*EXERCISE BRIEF*
Go to the line below containing "I felt like" and print exactly from there through the line containing "(diff shortened: 1 of 2 files shown)", both included. Print nothing else.

*GIVEN RECORDS*
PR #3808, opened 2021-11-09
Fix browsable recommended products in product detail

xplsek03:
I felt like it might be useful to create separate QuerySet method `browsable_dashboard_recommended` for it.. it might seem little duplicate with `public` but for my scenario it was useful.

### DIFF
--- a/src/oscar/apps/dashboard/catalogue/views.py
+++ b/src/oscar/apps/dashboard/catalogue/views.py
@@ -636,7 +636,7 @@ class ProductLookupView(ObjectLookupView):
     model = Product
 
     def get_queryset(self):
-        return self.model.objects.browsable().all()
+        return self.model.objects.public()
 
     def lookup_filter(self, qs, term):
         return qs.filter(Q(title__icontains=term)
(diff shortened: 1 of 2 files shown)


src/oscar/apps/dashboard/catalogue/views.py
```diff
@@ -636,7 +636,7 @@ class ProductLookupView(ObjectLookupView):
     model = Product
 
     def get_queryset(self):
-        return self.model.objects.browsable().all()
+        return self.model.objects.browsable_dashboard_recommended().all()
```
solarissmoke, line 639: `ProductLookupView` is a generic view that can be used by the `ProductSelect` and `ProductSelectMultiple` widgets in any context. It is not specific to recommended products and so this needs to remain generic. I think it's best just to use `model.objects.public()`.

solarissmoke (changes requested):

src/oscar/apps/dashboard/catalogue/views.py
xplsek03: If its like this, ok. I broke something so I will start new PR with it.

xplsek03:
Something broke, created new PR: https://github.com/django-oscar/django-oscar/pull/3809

*COMPLETED TASK*
I felt like it might be useful to create separate QuerySet method `browsable_dashboard_recommended` for it.. it might seem little duplicate with `public` but for my scenario it was useful.

### DIFF
--- a/src/oscar/apps/dashboard/catalogue/views.py
+++ b/src/oscar/apps/dashboard/catalogue/views.py
@@ -636,7 +636,7 @@ class ProductLookupView(ObjectLookupView):
     model = Product
 
     def get_queryset(self):
-        return self.model.objects.browsable().all()
+        return self.model.objects.public()
 
     def lookup_filter(self, qs, term):
         return qs.filter(Q(title__icontains=term)
(diff shortened: 1 of 2 files shown)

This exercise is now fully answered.